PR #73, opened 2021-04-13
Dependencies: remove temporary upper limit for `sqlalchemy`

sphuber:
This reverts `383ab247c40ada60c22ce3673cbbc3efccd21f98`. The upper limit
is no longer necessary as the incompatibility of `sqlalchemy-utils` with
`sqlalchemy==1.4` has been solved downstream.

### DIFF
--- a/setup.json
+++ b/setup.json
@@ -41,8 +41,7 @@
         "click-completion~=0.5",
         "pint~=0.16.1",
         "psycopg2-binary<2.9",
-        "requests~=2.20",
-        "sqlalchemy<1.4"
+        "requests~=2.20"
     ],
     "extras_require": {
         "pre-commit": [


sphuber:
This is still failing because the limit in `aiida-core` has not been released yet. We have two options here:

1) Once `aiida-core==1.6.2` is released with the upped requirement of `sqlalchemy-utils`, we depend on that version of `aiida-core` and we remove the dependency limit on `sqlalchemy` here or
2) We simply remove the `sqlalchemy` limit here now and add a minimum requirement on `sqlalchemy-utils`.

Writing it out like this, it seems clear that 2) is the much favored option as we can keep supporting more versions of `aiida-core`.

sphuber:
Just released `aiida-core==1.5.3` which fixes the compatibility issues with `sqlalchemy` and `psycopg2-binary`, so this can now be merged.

=== Your objective ===
Output the data once more, exactly as given.

=== Written answer ===
PR #73, opened 2021-04-13
Dependencies: remove temporary upper limit for `sqlalchemy`

sphuber:
This reverts `383ab247c40ada60c22ce3673cbbc3efccd21f98`. The upper limit
is no longer necessary as the incompatibility of `sqlalchemy-utils` with
`sqlalchemy==1.4` has been solved downstream.

### DIFF
--- a/setup.json
+++ b/setup.json
@@ -41,8 +41,7 @@
         "click-completion~=0.5",
         "pint~=0.16.1",
         "psycopg2-binary<2.9",
-        "requests~=2.20",
-        "sqlalchemy<1.4"
+        "requests~=2.20"
     ],
     "extras_require": {
         "pre-commit": [


sphuber:
This is still failing because the limit in `aiida-core` has not been released yet. We have two options here:

1) Once `aiida-core==1.6.2` is released with the upped requirement of `sqlalchemy-utils`, we depend on that version of `aiida-core` and we remove the dependency limit on `sqlalchemy` here or
2) We simply remove the `sqlalchemy` limit here now and add a minimum requirement on `sqlalchemy-utils`.

Writing it out like this, it seems clear that 2) is the much favored option as we can keep supporting more versions of `aiida-core`.

sphuber:
Just released `aiida-core==1.5.3` which fixes the compatibility issues with `sqlalchemy` and `psycopg2-binary`, so this can now be merged.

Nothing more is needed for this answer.